Development of apotosis-inducing therapy for keloids and hypertrophic scars

• Project/Area Number: 16591800
• Research Category: Grant-in-Aid for Scientific Research (C)
• Allocation Type: Single-year Grants
• Section: 一般
• Research Field: Plastic surgery
• Research Institution: Teikyo University
• Principal Investigator: HIRABAYASHI Shinichi Teikyo University, Plastic Surgery, Professor (60173259)
• Co-Investigator(Kenkyū-buntansha): MINAMI Kazuhiko Teikyo University, 医学部, Associate (00328056) ; NARITA Keigo Teikyo University, 医学部, Associate (60407955) ; 三原 誠 帝京大学, 医学部, 助手 (90384833)
• Project Period (FY): 2004 – 2005
• Project Status: Completed (Fiscal Year 2005)
• Budget Amount: ¥2,700,000 (Direct Cost: ¥2,700,000); Fiscal Year 2005: ¥1,300,000 (Direct Cost: ¥1,300,000); Fiscal Year 2004: ¥1,400,000 (Direct Cost: ¥1,400,000)
• Keywords: keloid / hypertrophic scar / primary culture / apoptosis / conservative therapy

Research Abstract

Keloids are skin abnormalities that are characterized by excessive deposition of collagen bundles in the dermis. Patients with keloids complain not only about their cosmetic appearance, but also about continuous itching and/or tenderness associated with chronic inflammation. Degradation of extracellular matrix (ECM) may be upregulated, associated with the expansion of keloids into circumferential skin, and high metabolic activity of keloid tissues may be due to increased matrix metalloproteinase (MMP) activity. Based on these hypotheses, we examined differences in expression of MMP-1, MMP-8, and MMP-13 between keloid-derived and normal dermal fibroblasts. Since retinoids are potent inhibitors of MMPs in the treatment of photoaged skin and cancers, we also examined whether or not tretinoin affects MMP expression of keloid-derived fibroblasts.

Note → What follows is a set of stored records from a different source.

PR #164, opened 2018-04-21
Implemented Target tests

### LINKED ISSUE #54: Implement Targets tests
https://github.com/GoogleChrome/puppeteer/blob/v1.0.0/test/test.js#L3360

Meir017:
closes #54

### DIFF
--- a/lib/PuppeteerSharp.Tests/Puppeteer/PuppeteerLaunchTests.cs
+++ b/lib/PuppeteerSharp.Tests/Puppeteer/PuppeteerLaunchTests.cs
@@ -84,7 +84,7 @@ namespace PuppeteerSharp.Tests.Puppeteer
                                                                             TestConstants.ChromiumRevision))
             using (var page = await browser.NewPageAsync())
             {
-                var neverResolves = page.EvaluateFunctionHandle("() => new Promise(r => {})");
+                var neverResolves = page.EvaluateFunctionHandleAsync("() => new Promise(r => {})");
                 await browser.CloseAsync();
 
                 await neverResolves;
--- a/lib/PuppeteerSharp.Tests/Puppeteer/PuppeteerLaunchTests.cs
+++ b/lib/PuppeteerSharp.Tests/Puppeteer/PuppeteerLaunchTests.cs
@@ -21,7 +21,7 @@ namespace PuppeteerSharp.Tests.Puppeteer
             using (var page = await browser.NewPageAsync())
             {
                 var response = await page.GoToAsync(TestConstants.HttpsPrefix + "/empty.html");
-                Assert.Equal(response.Status, HttpStatusCode.OK);
+                Assert.Equal(HttpStatusCode.OK, response.Status);
             }
         }
 
@@ -34,7 +34,7 @@ namespace PuppeteerSharp.Tests.Puppeteer
             using (var page = await browser.NewPageAsync())
             {
                 var response = await page.GoToAsync("https://www.google.com");
-                Assert.Equal(response.Status, HttpStatusCode.OK);
+                Assert.Equal(HttpStatusCode.OK, response.Status);
             }
         }
 
@@ -53,7 +53,7 @@ namespace PuppeteerSharp.Tests.Puppeteer
                         Timeout = 10000,
                         WaitUntil = new[] { WaitUntilNavigation.Networkidle0 }
                     });
-                Assert.Equal(response.Status, HttpStatusCode.OK);
+                Assert.Equal(HttpStatusCode.OK, response.Status);
             }
         }
 
@@ -159,7 +159,7 @@ namespace PuppeteerSharp.Tests.Puppeteer
             using (var page = await browser.NewPageAsync())
             {
                 var response = await page.GoToAsync(TestConstants.EmptyPage);
-                Assert.Equal(response.Status, HttpStatusCode.OK);
+                Assert.Equal(HttpStatusCode.OK, response.Status);
 
                 await browser.CloseAsync();
 
@@ -177,7 +177,7 @@ namespace PuppeteerSharp.Tests.Puppeteer
             using (var page = await browser.NewPageAsync())
             {
                 var response = await page.GoToAsync(TestConstants.EmptyPage);
-                Assert.Equal(response.Status, HttpStatusCode.OK);
+                Assert.Equal(HttpStatusCode.OK, response.Status);
             }
 
             Assert.True(launcher.IsChromeClosed);
--- a/lib/PuppeteerSharp.Tests/Target/Tests.cs
+++ b/lib/PuppeteerSharp.Tests/Target/Tests.cs
@@ -175,7 +175,7 @@ namespace PuppeteerSharp.Tests.Target
             serverResponse.Redirect("/injectedstyle.css");
             serverResponseEnd.SetResult(true);
             // Wait for the new page to load.            
-            // TODO: await waitForEvents(newPage, 'load');
+            await WaitForEvents(newPage._client, "Page.loadEventFired");
             // Cleanup.
             await newPage.CloseAsync();
         }
--- a/lib/PuppeteerSharp.Tests/Target/Tests.cs
+++ b/lib/PuppeteerSharp.Tests/Target/Tests.cs
@@ -1,0 +1,34 @@
+﻿using System;
+using System.Collections.Generic;
+using System.Linq;
+using System.Text;
+using System.Threading.Tasks;
+using Xunit;
+
+namespace PuppeteerSharp.Tests.Target
+{
+    [Collection("PuppeteerLoaderFixture collection")]
+    public class Tests : PuppeteerPageBaseTest
+    {
+        [Fact]
+        public async Task BrowserTargetsShouldReturnAllOfTheTargets()
+        {
+            // The pages will be the testing page and the original newtab page
+            var targets = Browser.Targets();
+            Assert.Contains(targets, target => target.Type == "page"
+                && target.Url == TestConstants.AboutBlank);
+            Assert.Contains(targets, target => target.Type == "other"
+                && target.Url == string.Empty);
+        }
+
+        [Fact]
+        public async Task BrowserPagesShouldReturnAllOfThePages()
+        {
+            // The pages will be the testing page and the original newtab page
+            var allPages = (await Browser.Pages()).ToArray();
+            Assert.Equal(2, allPages.Length);
+            Assert.Contains(Page, allPages);
+            Assert.NotSame(allPages[0], allPages[1]);
+        }
+    }
+}
--- a/lib/PuppeteerSharp.Tests/Target/Tests.cs
+++ b/lib/PuppeteerSharp.Tests/Target/Tests.cs
@@ -1,4 +1,6 @@
-﻿using System.Linq;
+﻿using Microsoft.AspNetCore.Http;
+using System;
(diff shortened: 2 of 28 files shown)


lib/PuppeteerSharp.Tests/Target/Tests.cs
```diff
@@ -0,0 +1,183 @@
+﻿using Microsoft.AspNetCore.Http;
+using System;
+using System.Linq;
+using System.Threading.Tasks;
+using Xunit;
+
+namespace PuppeteerSharp.Tests.Target
+{
+    [Collection("PuppeteerLoaderFixture collection")]
+    public class Tests : PuppeteerPageBaseTest
```
Meir017: not sure what to call this class...
in puppeteer it's just
```js
describe('Target', ...
```

lib/PuppeteerSharp/Page.cs
```diff
@@ -19,11 +19,12 @@
 namespace PuppeteerSharp
 {
     [DebuggerDisplay("Page {Url}")]
-    public class Page : IDisposable
+    public class Page : IDisposable, IEquatable<Page>
     {
         public int DefaultNavigationTimeout { get; set; } = 30000;
 
-        private readonly Session _client;
+        internal readonly Session _client;
```
Meir017: for the test ShouldNotCrashWhileRedirectingIfOriginalRequestWasMissed

lib/PuppeteerSharp/Properties/AssemblyInfo.cs
```diff
@@ -0,0 +1,3 @@
+﻿using System.Runtime.CompilerServices;
+
+[assembly: InternalsVisibleTo("PuppeteerSharp.Tests")]
```
Meir017: for the test ShouldNotCrashWhileRedirectingIfOriginalRequestWasMissed

lib/PuppeteerSharp/Target.cs
```diff
@@ -36,29 +39,32 @@ public Target(Browser browser, TargetInfo targetInfo)
...
             {
+                _pageTask = await _browser.Connection.CreateSession(_targetInfo.TargetId)
+                    .ContinueWith(clientTask
+                    => PuppeteerSharp.Page.CreateAsync(clientTask.Result, this, _browser.IgnoreHTTPSErrors, _browser.AppMode, _browser.ScreenshotTaskQueue));
                 var client = await _browser.Connection.CreateSession(_targetInfo.TargetId);
-                return await PuppeteerSharp.Page.CreateAsync(client, this, _browser.IgnoreHTTPSErrors, _browser.AppMode, _browser.ScreenshotTaskQueue);
             }
 
-            return null;
+            return await (_pageTask ?? Task.FromResult<Page>(null));
```
Meir017: we can't `await` on a null value

lib/PuppeteerSharp/Browser.cs
```diff
@@ -70,14 +70,24 @@ public string WebSocketEndpoint
             return await target.Page();
         }
 
+        /// <summary>
+        /// Returns An Array of all active targets
+        /// </summary>
+        /// <returns>An Array of all active targets</returns>
+        public IEnumerable<Target> Targets() => _targets.Values.Where(target => target.IsInitialized);
```
Meir017: would it make sense to return an array instead? not sure we want this to be lazy

lib/PuppeteerSharp/Browser.cs
```diff
@@ -70,14 +70,24 @@ public string WebSocketEndpoint
...
+
+        /// <summary>
+        /// Returns a Task which resolves to an array of all open pages.
+        /// </summary>
+        /// <returns>Task which resolves to an array of all open pages.</returns>
         public async Task<IEnumerable<Page>> Pages()
```
Meir017: would it make sense to return an array instead? do we want this to be lazy?

lib/PuppeteerSharp/Browser.cs
```diff
@@ -132,7 +142,8 @@ private void ChangeTargetInfo(MessageEventArgs args)
                 throw new InvalidTargetException("Target should exists before ChangeTargetInfo");
             }
 
-            var target = _targets[args.MessageData.targetInfo.targetId.Value];
+            string targetId = args.MessageData.targetInfo.targetId.Value;
+            var target = _targets[targetId];
```
Meir017: this way the IDE knows that target is of type `Target` and show that the method `TargetInfoChanged` has a reference 😏

Meir017:
@kblok ready

lib/PuppeteerSharp.Tests/Target/Tests.cs
kblok: I'd call this TargetTests

lib/PuppeteerSharp/Browser.cs
kblok: Absolutely, let's do it

lib/PuppeteerSharp/Target.cs
```diff
@@ -36,29 +39,32 @@ public Target(Browser browser, TargetInfo targetInfo)
 
         public async Task<Page> Page()
```
kblok: This should be `PageAsync`. Let's add xml docs

lib/PuppeteerSharp.Tests/Target/Tests.cs
```diff
@@ -0,0 +1,183 @@
...
+        public async Task ShouldReportWhenANewPageIsCreatedAndClosed()
+        {
+            var otherPageTaskCompletion = new TaskCompletionSource<PuppeteerSharp.Page>();
+            async void TargetCreatedEventHandler(object sender, TargetChangedArgs e)
+            {
+                otherPageTaskCompletion.SetResult(await e.Target.Page());
+                Browser.TargetCreated -= TargetCreatedEventHandler;
+            }
+            Browser.TargetCreated += TargetCreatedEventHandler;
+            await Page.EvaluateFunctionHandle("url => window.open(url)", TestConstants.CrossProcessUrl);
```
kblok: I know this is not part of this PR, but this should be `EvaluateFunctionHandleAsync`

lib/PuppeteerSharp/Browser.cs
kblok: `PagesAsync`

lib/PuppeteerSharp.Tests/Target/Tests.cs
```diff
@@ -0,0 +1,183 @@
...
+        [Fact]
+        public async Task ShouldReportWhenATargetUrlChanges()
+        {
+            await Page.GoToAsync(TestConstants.EmptyPage);
+
+            var changedTargetTaskCompletion = new TaskCompletionSource<PuppeteerSharp.Target>();
+            void ChangedTargetEventHandler(object sender, TargetChangedArgs e)
+            {
+                changedTargetTaskCompletion.SetResult(e.Target);
+                Browser.TargetChanged -= ChangedTargetEventHandler;
```
kblok: This is because in NodeJS is `once` right?

lib/PuppeteerSharp/Browser.cs
kblok: Let's do it

lib/PuppeteerSharp/Browser.cs
kblok: And if we do ` _targets[args.MessageData.targetInfo.targetId.Value.ToString()]` ?

lib/PuppeteerSharp/Page.cs
kblok: If it's internal let's make this an internal getter property.

lib/PuppeteerSharp/Page.cs
```diff
@@ -874,5 +875,8 @@ private void OnDialog(PageJavascriptDialogOpeningResponse message)
         #region IDisposable
         public void Dispose() => CloseAsync();
         #endregion
+        #region IEquatable
+        public bool Equals(Page other) => MainFrame.Id == other.MainFrame.Id;
```
kblok: Are we sure about this equality? Where are we using this?

lib/PuppeteerSharp/Target.cs
```diff
@@ -68,5 +74,6 @@ public void TargetInfoChanged(TargetInfo targetInfo)
         /// <returns>A task that returns a <see cref="Session"/></returns>
         public Task<Session> CreateCDPSession() => _browser.Connection.CreateSession(TargetId);
 
+        public bool Equals(Target other) => TargetId.Equals(other.TargetId);
```
kblok: Same here regarding the equals, are we sure about this? where are we using it?

lib/PuppeteerSharp.Tests/Target/Tests.cs
Meir017: exactly

lib/PuppeteerSharp/Browser.cs
Meir017: since the `dynamic` keyword is part of the expression the result is also a dynamic object. The `ToString` would only be evaluated at runtime...

lib/PuppeteerSharp/Target.cs
Meir017: for `Assert.Equal` on target objects (ShouldReportWhenAServiceWorkerIsCreatedAndDestroyed)

lib/PuppeteerSharp/Page.cs
Meir017: i guess it wasn't needed, forgot why I added it 😆

lib/PuppeteerSharp.Tests/Puppeteer/PuppeteerLaunchTests.cs
```diff
@@ -84,7 +84,7 @@ public class PuppeteerLaunchTests : PuppeteerBaseTest
                                                                             TestConstants.ChromiumRevision))
             using (var page = await browser.NewPageAsync())
             {
-                var neverResolves = page.EvaluateFunctionHandle("() => new Promise(r => {})");
+                var neverResolves = page.EvaluateFunctionHandleAsync("() => new Promise(r => {})");
```
kblok: No reason to this change right?

lib/PuppeteerSharp/Page.cs
```diff
@@ -18,7 +18,8 @@ public class Page : IDisposable
     {
         public int DefaultNavigationTimeout { get; set; } = 30000;
 
-        private readonly Session _client;
+        internal Session Client { get; }
```
kblok: Let's move this to the Properties region

lib/PuppeteerSharp/Target.cs
kblok: @Meir017 👆

lib/PuppeteerSharp.Tests/Puppeteer/PuppeteerLaunchTests.cs
kblok: Friendly reminder @Meir017  :)

Meir017: the method `EvaluateFunctionHandle` was renamed to `EvaluateFunctionHandleAsync`

kblok: _facepalm_ you're right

The results of real-time polymerase chain reaction and ELISA demonstrated significant upregulation of MMP-13 and significant downregulation of MMP -1 and MMP-8 in keloid-derived fibroblasts, at both mRNA and protein levels. MMP-1 mRNA expression in the control group was significantly upregulated after the addition of tretinoin, whereas no significant change was observed in the keloid group. MMP-8 mRNA expression in the control group was significantly upregulated by tretinoin, with the peak at 12 h, while no significant change was observed in the keloid-derived fibroblasts. In contrast, the remarkably elevated MMP-13 mRNA expression in the keloid group was significantly suppressed, with the peak suppression at 12 h after addition of tretinoin, while MMP-13 mRNA expression in the control group was not significantly changed. The decrease in MMP-1 and MMP-8 may contribute to accumulation of type I and type III collagen in keloid tissues, and this mechanism may be modulated by molecular interaction with MMP-13. Tretinoin appeared to reverse the abnormal expression profile of MMPs in keloid-derived fibroblasts, such as markedly elevated expression of MMP-13, partly through inactivation of AP-1 pathway. The present results suggest that tretinoin may be clinically useful to improve the chronic inflammation seen in keloids and prevent expansion of keloid tissues into circumferential normal skin.